Elle est angoissée, elle ne tremble pas mais des frissons
parcourent son corps. Elle sent là, bien au chaud au creux
de son ventre, ronronnant comme un chaton endormi, cette
boule à la fois chaude et terrifiante de son problème insoluble.
Sans solution, c'est le mot. Elle compte ses pas, le bruit
de ses semelles sur la pierre. Attention, il ne faut pas
marcher sur les traits, les rainures sont des failles, des
abîmes profonds. Non, bien rester sur la pierre dure et
lisse, poser son pied au centre, stable, sans effleurer
les contours.
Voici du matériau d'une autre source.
Issue #6703, opened 2024-12-24
Count of requests with latency > X ms is not possible for histogram metric using query builder


srikanthccv:
The only options users get are P50, 75, 90, 95, 99. This makes it impossible to build certain percentage metrics (one popular use case is apdex) where the user is not interested in percentile but rather counts.

namanv3:
@srikanthccv given that there is a separate UI ticket now, can this issue be marked as done?

srikanthccv:
The UI support to be added separately for metric query builder.

PR #10355, opened 2026-02-19
feat: add support for count based aggregation in histogram metrics

namanv3:
## Pull Request

---

### 📄 Summary
Query: https://www.notion.so/signoz/Count-based-aggregation-in-Histograms-30afcc6bcd1980cc85b1f0e86e2fd0d3?source=copy_link

#### Issues closed by this PR
Backend change for SigNoz/signoz#6703 

---

### ✅ Change Type
_Select all that apply_

- [ ] ✨ Feature
- [ ] 🐛 Bug fix
- [ ] ♻️ Refactor
- [ ] 🛠️ Infra / Tooling
- [ ] 🧪 Test-only

---

- Tests added/updated:
- Manual verification:
- Edge cases covered:

---

- Blast radius:
- Potential regressions:
- Rollback plan:

---

| Field | Value |
|------|-------|

---

### 📋 Checklist
- [ ] Manually tested

---

## 👀 Notes for Reviewers

---

### DIFF
--- a/frontend/src/container/AppLayout/index.tsx
+++ b/frontend/src/container/AppLayout/index.tsx
@@ -117,7 +117,7 @@ function AppLayout(props: AppLayoutProps): JSX.Element {
 	const [showSlowApiWarning, setShowSlowApiWarning] = useState(false);
 	const [slowApiWarningShown, setSlowApiWarningShown] = useState(false);
 
-	const { latestVersion } = useSelector<AppState, AppReducer>(
+	const { currentVersion } = useSelector<AppState, AppReducer>(
 		(state) => state.app,
 	);
 
@@ -213,9 +213,9 @@ function AppLayout(props: AppLayoutProps): JSX.Element {
 		},
 		{
 			queryFn: (): Promise<SuccessResponse<ChangelogSchema> | ErrorResponse> =>
-				getChangelogByVersion(latestVersion, changelogForTenant),
-			queryKey: ['getChangelogByVersion', latestVersion, changelogForTenant],
-			enabled: isLoggedIn && Boolean(latestVersion),
+				getChangelogByVersion(currentVersion, changelogForTenant),
+			queryKey: ['getChangelogByVersion', currentVersion, changelogForTenant],
+			enabled: isLoggedIn && Boolean(currentVersion),
 		},
 	]);
 
@@ -226,7 +226,7 @@ function AppLayout(props: AppLayoutProps): JSX.Element {
 			!changelog &&
 			!getChangelogByVersionResponse.isLoading &&
 			isLoggedIn &&
-			Boolean(latestVersion)
+			Boolean(currentVersion)
 		) {
 			getChangelogByVersionResponse.refetch();
 		}
@@ -237,9 +237,9 @@ function AppLayout(props: AppLayoutProps): JSX.Element {
 		let timer: ReturnType<typeof setTimeout>;
 		if (
 			isCloudUserVal &&
-			Boolean(latestVersion) &&
+			Boolean(currentVersion) &&
 			seenChangelogVersion != null &&
-			latestVersion !== seenChangelogVersion &&
+			currentVersion !== seenChangelogVersion &&
 			daysSinceAccountCreation > MIN_ACCOUNT_AGE_FOR_CHANGELOG && // Show to only users older than 2 weeks
 			!isWorkspaceAccessRestricted
 		) {
@@ -255,7 +255,7 @@ function AppLayout(props: AppLayoutProps): JSX.Element {
 		// eslint-disable-next-line react-hooks/exhaustive-deps
 	}, [
 		isCloudUserVal,
-		latestVersion,
+		currentVersion,
 		seenChangelogVersion,
 		toggleChangelogModal,
 		isWorkspaceAccessRestricted,


pkg/telemetrymetrics/statement_builder.go
```diff
@@ -123,7 +123,7 @@ func (b *MetricQueryStatementBuilder) buildPipelineStatement(
 	origTimeAgg := query.Aggregations[0].TimeAggregation
 	origGroupBy := slices.Clone(query.GroupBy)
 
-	if query.Aggregations[0].SpaceAggregation.IsPercentile() &&
+	if (query.Aggregations[0].SpaceAggregation.IsPercentile() || query.Aggregations[0].SpaceAggregation == metrictypes.SpaceAggregationHistogramCount) &&
```
srikanthccv: Should we get rid of this logic and rely on the metric type metadata instead (similar to what we do with the temporality)?

pkg/telemetrymetrics/statement_builder.go
```diff
@@ -154,7 +154,11 @@ func (b *MetricQueryStatementBuilder) buildPipelineStatement(
 		}
 
 		// make the time aggregation rate and space aggregation sum
-		query.Aggregations[0].TimeAggregation = metrictypes.TimeAggregationRate
+		if query.Aggregations[0].SpaceAggregation.IsPercentile() {
+			query.Aggregations[0].TimeAggregation = metrictypes.TimeAggregationRate
+		} else {
+			query.Aggregations[0].TimeAggregation = metrictypes.TimeAggregationIncrease
+		}
```
srikanthccv, line 160: This can be increase all the times; both rate and increase should work fine for histogram quantile?

pkg/telemetrymetrics/statement_builder.go
```diff
@@ -524,7 +528,7 @@ func (b *MetricQueryStatementBuilder) buildSpatialAggregationCTE(
 		return "", nil, errors.Newf(
 			errors.TypeInvalidInput,
 			errors.CodeInvalidInput,
-			"invalid space aggregation, should be one of the following: [`sum`, `avg`, `min`, `max`, `count`, `p50`, `p75`, `p90`, `p95`, `p99`]",
+			"invalid space aggregation, should be one of the following: [`sum`, `avg`, `min`, `max`, `count`, `p50`, `p75`, `p90`, `p95`, `p99`, `histogram_count`]",
```
srikanthccv: Do we need to introduce another new `histogram_count`? Can we use the `count` instead?

pkg/types/metrictypes/metrictypes.go
```diff
@@ -256,3 +259,22 @@ type MetricTableHints struct {
...
+
+type NoSpaceAggregationParam struct{}
+
+func (_ NoSpaceAggregationParam) StringValue() string {
+	return "{}"
+}
+
+type ComparisonSpaceAggregationParam struct {
+	Operater string  `json:"operator"`
+	Limit    float64 `json:"limit"`
```
srikanthccv: Let's call it a `threshold` instead

pkg/types/querybuildertypes/querybuildertypesv5/builder_elements.go
```diff
@@ -446,6 +446,8 @@ type MetricAggregation struct {
 	TimeAggregation metrictypes.TimeAggregation `json:"timeAggregation"`
 	// space aggregation to apply to the query
 	SpaceAggregation metrictypes.SpaceAggregation `json:"spaceAggregation"`
+	// param for space aggregation if needed
+	SpaceAggregationParam metrictypes.SpaceAggregationParam `json:"spaceAggregationParam"`
```
srikanthccv: I will think about this and get back on this.

srikanthccv (commented):
Let's add an integration test for this

pkg/telemetrymetrics/statement_builder.go
namanv3: I introduced this because a param is required for histogram count but not for normal count

pkg/telemetrymetrics/statement_builder.go
namanv3: Yes they should work, I just didn't want to change it for histogram quantile cuz increase will be greater than rate and it may unexpectedly cross alert limits.

pkg/telemetrymetrics/statement_builder.go
namanv3: I didn't get how this would work.

pkg/types/querybuildertypes/querybuildertypesv5/builder_elements.go
namanv3: Do you mean requiring this SpaceAggregationParam, or how I have implemented it?

pkg/telemetrymetrics/statement_builder.go
srikanthccv: The following logic adds `le` to group by clause. The condition here is checking if it's percentile or histogram_count, a better way would be to use the metric type information than relying on the space aggregation now that we see growing logic here.

pkg/telemetrymetrics/statement_builder.go
srikanthccv: Right now, we only support percentile operations on histogram, given that end result is percentile, rate/increase should result in same, did you have something in mind or was it just safety precaution that don't change what's working philosophy.

pkg/types/querybuildertypes/querybuildertypesv5/builder_elements.go
srikanthccv: the way it's implemented.

pkg/telemetrymetrics/statement_builder.go
namanv3: But the actual value of a point will be more if we consider increase right? Won't that be a problem? Like if the P90 for rate is 2, then for increase it will be 120 (assuming 60 seconds).

pkg/types/querybuildertypes/querybuildertypesv5/builder_elements.go
namanv3: Any particular concern in the current way?

pkg/telemetrymetrics/statement_builder.go
namanv3: Done

pkg/types/metrictypes/metrictypes.go
namanv3: Done

pkg/telemetrymetrics/statement_builder.go
srikanthccv: It's bucket boundaries that dictate the percentage value. The count of the values in each bucket scaling up/down (by same factor across all buckets) should not influence the percentages. 

we can leave it as rate, not a strong opinion.

namanv3: Oh ya makes sense. Got confused. Let’s keep it rate though just to keep existing behaviour the same for now

pkg/types/querybuildertypes/querybuildertypesv5/builder_elements.go
srikanthccv: 1. A new interface is introduced. Introducing new abstractions isn't a problem in itself, but you would want to be careful when defining new abstractions (poorly thought-out abstractions make the codebase hard to work with, real quick, and it will take a lot of time to untangle things).
   - Why specifically this interface a problem?
      - it doesn't provide any polymorphism. There is only one real implementation, and even that implementation means nothing for the consumers (of the interface, i.e statement_builder) because they don't call the method on it but simply unwrap it by type switch. So the interface is not really helping in any way
2. Forces custom unmarshal at the wrong level
    - The Unmarshal on `MetricAggregation` exists solely because Go can't unmarshal into an interface field. This is the second of sign of wrong abstraction

Here is what I would do instead, just use the concrete type.

```go
...
  SpaceAggregationParam *metrictypes.ComparisonSpaceAggregationParam `json:"spaceAggregationParam,omitempty"`
...
```

Since it's a concrete type and is a pointer, the "no param" is simply nil. Now, you may ask a question, what if we need different parameter shapes for different space aggregations _in future_

We will get there when we get there, but there is only one variant now. When we get there, we still have idiomatic ways to solve the problem.

1. introduce a discriminated union type (like we did with the queryenvlope)
2. or introduce additional optional flat struct


At this point, let's just stick to the concrete type `ComparisonSpaceAggregationParam`.

pkg/telemetrymetrics/statement_builder.go
srikanthccv: What does it mean to do `"count"` aggregate on a histogram metric?

pkg/telemetrymetrics/statement_builder.go
namanv3: @srikanthccv I'm reverting back to space aggregation check cuz metric type is currently not being filled by our UI's API call. Will add a todo

pkg/types/querybuildertypes/querybuildertypesv5/builder_elements.go
namanv3: Got it. Good way to look at this. Will take note. ✌️
Made the change as well

pkg/telemetrymetrics/statement_builder.go
namanv3: What is required is a threshold based aggregate that is count based instead of percentile based. We can name it "count_threshold" as well.

srikanthccv: We don't have support for the `distribution` and `heatmap` yet, however, when we add them, the support for Histogram and ExponentialHistogram will have to have space aggregation that't not percentile. The relevant space aggregation is "count" as in `bucket_counts` of the Histogram.
- Count (without group by) shows the distribution of values across all points
- Count (with group by) shows the distribution of values across all points per-group, much like a bar chart with group except there won't be any gap.

Same goes for the heatmap.

Now, for the issue this PR trying to address. It's both valid to ask the count with threshold and simple count that returns the count of all points.

So, I think we should continue with just `count` as the space aggregation and accept the optional threshold param.

srikanthccv: Also let me know if you have any other thoughts/points against the `count` here.

namanv3: I'm thinking if we can somehow combine the `having` filter here instead of introducing a new optional parameter, will look into it

srikanthccv: Ok, a note to keep in mind regarding `having`.

- It's original intent is to mimic to what having does in sql
- The UX should be kept in mind for anything. How easily will it be discoverable when user want to achieve their goal. The space aggregation is the go to place for users now.

namanv3: Having won't make sense cuz it's supposed to work on the resulting count, not on the value for which the count is. I'm keeping the space agg param for now

namanv3: @srikanthccv this is done now. Had to fetch metric type data as well cuz now just knowing the space aggregation won't be enough to figure out if histogram logic is required

pkg/telemetrymetadata/metadata.go
```diff
@@ -1678,15 +1692,15 @@ func (t *telemetryMetaStore) fetchMetricsTemporality(ctx context.Context, queryT
...
 	}
 	defer rows.Close()
 
 	// Process results
 	for rows.Next() {
-		var metricName, temporalityStr string
-		if err := rows.Scan(&metricName, &temporalityStr); err != nil {
-			return nil, errors.Wrapf(err, errors.TypeInternal, errors.CodeInternal, "failed to scan temporality result")
+		var metricName, temporalityStr, metricTypeStr string
+		if err := rows.Scan(&metricName, &temporalityStr, &metricTypeStr); err != nil {
```
srikanthccv: Since the `metricstypes.Temporality` and `metrictypes.Type` already implement the driver interface `Scan` and `Value`, we can declare them as their original types instead of `str` and then scanning into them?

pkg/types/metrictypes/metrictypes.go
```diff
@@ -256,3 +257,12 @@ type MetricTableHints struct {
...
 	Value float64
 }
+
+type ComparisonSpaceAggregationParam struct {
+	Operater  string  `json:"operator"`
+	Threshold float64 `json:"threshold"`
+}
+
+func (param ComparisonSpaceAggregationParam) StringValue() string {
+	return fmt.Sprintf("{\"operator\": \"%s\", \"limit\": \"%f\"}", param.Operater, param.Threshold)
```
srikanthccv: I see this is used in the cache key, let's use the same key format i.e `operator=%s:limit=%f`

pkg/types/metrictypes/metrictypes.go
```diff
@@ -256,3 +257,12 @@ type MetricTableHints struct {
 type MetricValueFilter struct {
 	Value float64
 }
+
+type ComparisonSpaceAggregationParam struct {
+	Operater  string  `json:"operator"`
```
srikanthccv: Mark them as required because they are expected to present if the `ComparisonSpaceAggregationParam` is non-nil https://github.com/SigNoz/signoz/blob/main/docs/contributing/go/handler.md#required-tag

pkg/telemetrymetadata/metadata.go
```diff
@@ -1616,40 +1616,53 @@ func (t *telemetryMetaStore) FetchTemporality(ctx context.Context, queryTimeRang
...
 			if len(temporality) > 1 {
-				result[metricName] = metrictypes.Multiple
+				temporalities[metricName] = metrictypes.Multiple
 			} else {
-				result[metricName] = temporality[0]
+				temporalities[metricName] = temporality[0]
 			}
+		} else if temporality, exists := meterMetricsTemporality[metricName]; exists {
+			temporalities[metricName] = temporality
 			continue
```
srikanthccv: Should this continue be there?

pkg/telemetrymetadata/metadata.go
```diff
@@ -1660,6 +1673,7 @@ func (t *telemetryMetaStore) fetchMetricsTemporality(ctx context.Context, queryT
 	sb := sqlbuilder.Select(
 		"metric_name",
 		"temporality",
+		"any(type) AS type",
```
srikanthccv, line 1675: A note about this, we have seen people send both `Gauge` and `Sum` type (with monotonic false) for the same metric. How does this change affect those users?

pkg/telemetrymetadata/metadata.go
```diff
@@ -1733,15 +1755,15 @@ func (t *telemetryMetaStore) fetchMeterSourceMetricsTemporality(ctx context.Cont
...
+		return nil, nil, errors.Wrapf(err, errors.TypeInternal, errors.CodeInternal, "failed to fetch meter metric temporality")
 	}
 	defer rows.Close()
 
 	// Process results
 	for rows.Next() {
-		var metricName, temporalityStr string
-		if err := rows.Scan(&metricName, &temporalityStr); err != nil {
-			return nil, errors.Wrapf(err, errors.TypeInternal, errors.CodeInternal, "failed to scan temporality result")
+		var metricName, temporalityStr, meterMetricTypeStr string
```
srikanthccv: Same as above about the Scan/Value

tests/integration/testdata/gauge_data_1h.jsonl
srikanthccv, line 1: "is_monotonic":true doesn't make sense for this data. Let's correct it.

tests/integration/src/querier/08_metrics_histogram.py
```diff
@@ -0,0 +1,322 @@
+"""
+Look at the multi_temporality_counters_1h.jsonl file for the relevant data
```
srikanthccv:
```suggestion
Look at the histogram_data_1h.jsonl.jsonl file for the relevant data
```

srikanthccv (commented):
Some final comments

tests/integration/testdata/histogram_data_1h.jsonl
srikanthccv, line 1: Let's add one test for delta as well.

pkg/telemetrymetadata/metadata.go
namanv3: Currently type check is only on histogram. This does not break anything, but in future we may have to handle this if we ever want to add a check on type == Sum or Gauge

namanv3: For now I have added a monotonicity check here

pkg/telemetrymetadata/metadata.go
namanv3: Removed

pkg/telemetrymetadata/metadata.go
namanv3: Done

pkg/types/metrictypes/metrictypes.go
namanv3: Done

pkg/telemetrymetadata/metadata.go
namanv3: Done

tests/integration/testdata/gauge_data_1h.jsonl
namanv3: Done

tests/integration/src/querier/08_metrics_histogram.py
namanv3: Done

tests/integration/testdata/histogram_data_1h.jsonl
namanv3: Done

srikanthccv: Sorry, should have been more clear. I meant the delta temporality for the histogram data 1h.

namanv3: That's already there right? In this file one service is cumulative and one is delta. There's also a test for it `test_histogram_count_for_delta_service`

srikanthccv: Oh I didn't notice it. Let me look check.

namanv3:
@srikanthccv 
1. It won't be an integer if the user enters a custom value. Imo if we can convey in the UI that this is an interpolated value and hence it is not an integer, that's a better user experience along with showing a more likely exact value. Also it's not like people aren't used to seeing non-integers in some places (like the expected value of a role of a die is 3.5)
2. This can only happen if the same le bucket appears twice, which cannot happen

srikanthccv:
> Also it's not like people aren't used to seeing non-integers in some places (like the expected value of a role of a die is 3.5)

One good rule of thumb, assume your users to be dumb (read as they are busy and distracted), not that they are inherently dumb but they wouldn't have to think or guess work as that leads to more time fighting the product than using the product

 > Imo if we can convey in the UI that this is an interpolated value and hence it is not an integer, that's a better user experience along with showing a more likely exact value.

Alright, we can also do this. Please create a ticket for this and ensure this will be implemented when the frontend work is going to be picked up.

namanv3:
@srikanthccv created this ticket for UI handling in general and mentioned this there: https://github.com/SigNoz/engineering-pod/issues/4084

srikanthccv:
Please fix the CI.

Elle se concentre sur sa démarche, sur sa
marche, ne pas penser surtout au chaton qui dort, il dort,
ne pas le réveiller, écouter le son de ses pas, le claquement
du talon posé d'abord suivi de près du glissement de la
semelle. Marcher au rythme de l'eau qui coule à ses côtés
et ne pas écouter le ronron du chaton, ne pas faire trop
de bruit pour ne pas l'éveiller, respirer doucement,, souffler
lentement. un, deux, trois... sans solution, insoluble,
va-t-elle trouver ce qu'elle cherche, mais si ce qu'elle
cherche n'est pas là, si c'est ailleurs et si ça n'existe
pas - sa respiration s'accélère, le chaton va se réveiller,
et le savoir la terrifie.
Elle
sait qu'il est là, en elle, et qu'il ne se passe pas un
jour sans qu'il le lui fasse savoir... Surtout
se calmer, mais déjà, elle sent qu'on a appuyé sur la petite
poire derrière ses paupières et que le sel amer cristallisé
jusqu'ici va fondre dans le ruissellement de ses yeux. En
voilà une, douce et chaude qui naît imperceptiblement dans
le triangle rouge du coin de son oeil, mais qui trop lourde
pour rester accrochée à ses cils, déferle lentement redessinant
son nez pour mourir happée par sa langue - une mais pas
deux -. Les chats n'aiment pas l'eau, si elle mouille le
chaton de ses larmes il peut le lui faire payer. Mais c'est
lui qui l'a choisie, elle ne l'a pas réclamé. Il est là
et il ne faut pas qu'elle le réveille, tant qu'il sommeille
en elle, elle peut faire comme si il n'était pas là, jamais.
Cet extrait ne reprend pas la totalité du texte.